# Misty and Eddie in my back garden!!



## moomoo (Feb 21, 2007)

Oh I forgot to put this pic in, I think its quite cute


----------



## kitten_Val (Apr 25, 2007)

Wow! You are brave!  If I'd let mine in backyard they probably would just start knocking into windows.


----------



## Vidaloco (Sep 14, 2007)

Mine would have every piece of clothing on that clothes line pulled down and trampled on :lol: Looks like they are enjoying that nice green grass though. I like the between the ears shot.


----------



## moomoo (Feb 21, 2007)

lol :lol: Im quite surprised that misty didnt explore and chew things up  She must have just been hungry


----------



## FGRanch (Feb 9, 2008)

I love your gray pony! So cute! What breed are they? Where abouts in the UK are you from? My step dad is from there.


----------



## moomoo (Feb 21, 2007)

Eddie (the black one  belonging to Abi) is pure Irish Sport Horse/ Irish Hunter 

Misty (my baby girl) is Arab x Connemara [i call her an aramara]
(http://dunleweyconnemaraponies.googlepages.com/home)  

We are in cheshire


----------



## FGRanch (Feb 9, 2008)

She is a very nice horse, the breed explains why. 

I love both of those breeds. However I have never seen it crossed, it looks great! 

I would love to ride thru town, you are so lucky. I used to do it when I was a kid. We lived in a small town and we used to ride to town every other weekend. It was a blast. But now they are rules and laws against it!


----------



## moomoo (Feb 21, 2007)

Thanks  I am very proud of my aramara 8) 

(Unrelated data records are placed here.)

PR #533, opened 2017-11-07
Layer Serialization

jbouffard:
This PR makes `RasterLayer` and `TiledRasterLayer` serializable. This should make all layer classes serializable


echeipesh:
What prompted this? I'm concerned that the spark closures might be grabbing more than they need if they're reaching for these classes.

If it is justified it would probably be good to mark the `rdd` val in the subclasses as `transient` to prevent it from being pulled into serialization.

jbouffard:
This was done because I was having serialization issues when going to and from Python `RDD`s on EMR. To resolve that issue, I initially just had all of the `Layer` classes extend `Serializable`, but thought just having `RasterLayer` and `TiledRasterLayer` extend `Serializable` would make things a little more centralized.

PR #541, opened 2017-11-10
combine_bands Method for RasterLayers and TiledRasterLayers

### LINKED ISSUE #539: Expose the combineValues method to GeoPySpark
We should add a modified [combineValues](https://github.com/locationtech/geotrellis/blob/2419b48e7f3ab848c4dafe8cbd3e6fb2522ff298/spark/src/main/scala/geotrellis/spark/mapalgebra/CombineMethods.scala#L27) method to the layer classes. While it won't be as robust as the GeoTrellis version, we could still use it to do many useful things, For example, combining bands of one and `n` RDDs so that they produce an new value which has `n + 1` bands. This would be useful when working with datasets where each band of an image is its own file (ie. Landsat).

jbouffard:
This PR will allow the user to combine bands from different layers so that the resulting layer will have a `bandCount` equal to the sum of the `bandCount`s of the input layers. For example, if `layer a` has 2 bands and `layer b` has one, then the resulting layer will have a `bandCount` of 3. Where 2 of the bands come from `layer a` and 1 comes from `layer b`.

This PR resolves #539

### DIFF
--- a/geopyspark-backend/geotrellis/src/main/scala/geopyspark/geotrellis/TileLayer.scala
+++ b/geopyspark-backend/geotrellis/src/main/scala/geopyspark/geotrellis/TileLayer.scala
@@ -13,6 +13,7 @@ import geotrellis.spark._
 import geotrellis.spark.io._
 import geotrellis.spark.tiling._
 import geotrellis.vector._
+import org.apache.spark._
 import org.apache.spark.api.java.JavaRDD
 import org.apache.spark.rdd._
 import org.apache.spark.storage.StorageLevel
@@ -26,6 +27,8 @@ import spire.std.any._
 import scala.reflect.{ClassTag, classTag}
 import scala.collection.JavaConverters._
 import scala.util.Try
+
+import java.util.ArrayList
 
 abstract class TileLayer[K: ClassTag] {
   def rdd: RDD[(K, MultibandTile)]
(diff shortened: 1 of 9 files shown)


geopyspark-backend/geotrellis/src/main/scala/geopyspark/geotrellis/TileLayer.scala
```diff
@@ -239,4 +242,42 @@ object TileLayer {
...
+          bandMap + (value._1 -> value._2.bands),
+        (m1: Map[Int, Vector[Tile]], m2: Map[Int, Vector[Tile]]) =>
+          m1 ++ m2
+      )
+
+    bands.mapValues { case (v: Map[Int, Vector[Tile]]) =>
+      MultibandTile(
+        v.toSeq
+          .sortWith(_._1 < _._1)
+          .toMap
```
echeipesh: I believe turning the collection back to map may undo the sort and isn't actually required step here.

geopyspark-backend/geotrellis/src/main/scala/geopyspark/geotrellis/TileLayer.scala
```diff
@@ -239,4 +242,42 @@ object TileLayer {
...
+    val arr = Array.ofDim[RDD[(K, (Int, MultibandTile))]](rdds.size)
+
+    for ((layer, index) <- rdds.zipWithIndex) {
+      arr(index) = layer.mapValues { (index, _) }
+    }
+
+    val unioned = sc.union(arr.toSeq)
+
+    val bands: RDD[(K, Map[Int, Vector[Tile]])] =
+      unioned.combineByKey(
```
echeipesh: There should be some kind of check for error or warning if the layouts of the different layers do not match. Thats a kind of error thats easy to do with a surprising result.

geopyspark/geotrellis/union.py
```diff
@@ -26,37 +26,16 @@ def union(*layers):
     """
 
     if len(layers) == 1:
-        raise ValueError("Union can only performed on 2 or more layers")
+        raise ValueError("combine_bands can only performed on 2 or more layers")
```
echeipesh: Search/replace error ?

geopyspark-backend/geotrellis/src/main/scala/geopyspark/geotrellis/TileLayer.scala
jbouffard: I had the layouts checked in python: https://github.com/jbouffard/geopyspark/blob/acb4163cbbcfdd8ad6dc3adceef5a9c6bf96effc/geopyspark/geotrellis/__init__.py#L66

geopyspark/geotrellis/union.py
jbouffard: Yeah, that's definitely a search/replace error.

geopyspark-backend/geotrellis/src/main/scala/geopyspark/geotrellis/TileLayer.scala
jbouffard: Ah, I didn't know that. I'll fix it.

geopyspark-backend/geotrellis/src/main/scala/geopyspark/geotrellis/TileLayer.scala
echeipesh: Gotcha

PR #542, opened 2017-11-10
Better Temporal Resolution Control When Writing Layer

### LINKED ISSUE #538: Further Specifiy the Resolution of a Temporal Layer
When saving a temporal layer, there is no way of specifying how many of a particular time unit should be grouped together. For example, if using a temporal resolution of days, then it'll save each day as its own file. However, if a user wanted to group the days so that there was more than day per file, then there'd be no way of doing that.

The exact API to handle this may be a bit tricky, so this issue tackled carefully.

jbouffard:
This PR adds the `temporal_resolution` parameter to the `write` method. This will allow users to save their layers with a more fine-grained resolution than what was previously available.

This PR resolves #538

### DIFF
--- a/geopyspark-backend/geotrellis/src/main/scala/geopyspark/geotrellis/io/LayerWriterWrapper.scala
+++ b/geopyspark-backend/geotrellis/src/main/scala/geopyspark/geotrellis/io/LayerWriterWrapper.scala
@@ -43,18 +43,27 @@ class LayerWriterWrapper(attributeStore: AttributeStore, uri: String) {
 
   private def getTemporalIndexMethod(
     timeString: String,
+    timeResolution: String,
     indexStrategy: String
   ) =
-    (indexStrategy, timeString) match {
-      case ("zorder", "millis") => ZCurveKeyIndexMethod.byMilliseconds(1)
-      case ("zorder", "seconds") => ZCurveKeyIndexMethod.bySecond
-      case ("zorder", "minutes") => ZCurveKeyIndexMethod.byMinute
-      case ("zorder", "hours") => ZCurveKeyIndexMethod.byHour
-      case ("zorder", "days") => ZCurveKeyIndexMethod.byDay
-      case ("zorder", "weeks") => ZCurveKeyIndexMethod.byDays(7)
-      case ("zorder", "months") => ZCurveKeyIndexMethod.byMonth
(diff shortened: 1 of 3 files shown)


geopyspark-backend/geotrellis/src/main/scala/geopyspark/geotrellis/io/LayerWriterWrapper.scala
```diff
@@ -43,17 +43,27 @@ class LayerWriterWrapper(attributeStore: AttributeStore, uri: String) {
 
   private def getTemporalIndexMethod(
     timeString: String,
+    timeResolution: String,
```
echeipesh: Why `String`? Seems like this would always have to be a number, an int/long really.

geopyspark/geotrellis/catalog.py
```diff
@@ -250,6 +251,15 @@ def write(uri,
             each index. Meaning, what time intervals are used to seperate each record. While this is
             set to ``None`` as default, it must be set if saving spatial-temporal data.
             Depending on the indexing method chosen, different time units are used.
+        time_resolution (str or int, optional): Determines how data for each ``time_unit`` should be
```
echeipesh: `time_resolution` sounds like a the in-house name for this, struggling to come up with a more intuitive alternative though. Fishing for ideas here.

geopyspark-backend/geotrellis/src/main/scala/geopyspark/geotrellis/io/LayerWriterWrapper.scala
jbouffard: I did `String` just because it seemed easier than having to deal with both `Int` and `Long` as a possible input

geopyspark/geotrellis/catalog.py
jbouffard: What about `temporal_grouping`? Since it's used to determine how the units of time should be grouped together when saved.

echeipesh: Maybe `time_window` or `time_span` if those don't inspire clarity in you we can leave it as is.

jbouffard: The only issue I have with those is that they could be interpreted to mean something different. Like, they control the the time frame of the data being saved (ie. only data falling within this window/span will be saved).

PR #552, opened 2017-11-21
EmptyQueryException For LayerReaderWrapper

### LINKED ISSUE #531: Return a More Helpful Error Message When Querried Geometry Does Not Intersect Layer
Right now, when querying a layer with a geometry the user will get an unhelpful error message if no intersection occurs. This error is an `empty.reduceLeft` error, and is unhelpful. There should be an additional check step before the `reduce` to ensure that the collection is not empty

jbouffard:
This PR will now throw an `EmptyQueryException` when the `layerQuery` does not intersect the chosen layer. Before, the error that was thrown was a `java.lang.UnsupportedOperationException: empty.reduceLeft` which was unhelpful.

This PR resolves #531

### DIFF
--- a/docs/guides/catalog.rst
+++ b/docs/guides/catalog.rst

In summer it is great, after school we saddle up, and just wander around until it is going dark


----------



## moomoo (Feb 21, 2007)

:shock: Laws against it!? I hope there wont be for us


----------



## Momo (Jan 24, 2008)

such cute pics!


----------



## PoptartShop (Jul 25, 2010)

Aww, they are soo cute!  I love going on hacks; they're so much fun!


----------



## Bitless (Jan 11, 2008)

Aww very cute. Sounds like you guys had good fun


----------



## free_sprtd (Oct 18, 2007)

awww jealous!! i wanna go riding in the streets lol

you got some beauties there!


----------



## Cynthia (Feb 17, 2008)

So cool!


----------



## DPC (Feb 16, 2008)

Nice pics! Now learn 'em play basketball :lol:


----------



## horseylover1_1 (Feb 13, 2008)

Aww so cute. I like yours, but since I love blacks/dark brown I have to say the other one caught my eye. I do not know if there are laws here, but I heard dumb ppl honk at the horses and it spooks them. So, I' ll probably pass.


----------



## moomoo (Feb 21, 2007)

yeah, you do get dumb people who think you are waving when you ask them to slow down :roll: And ignorant people who go flying past at 60mph :shock:


----------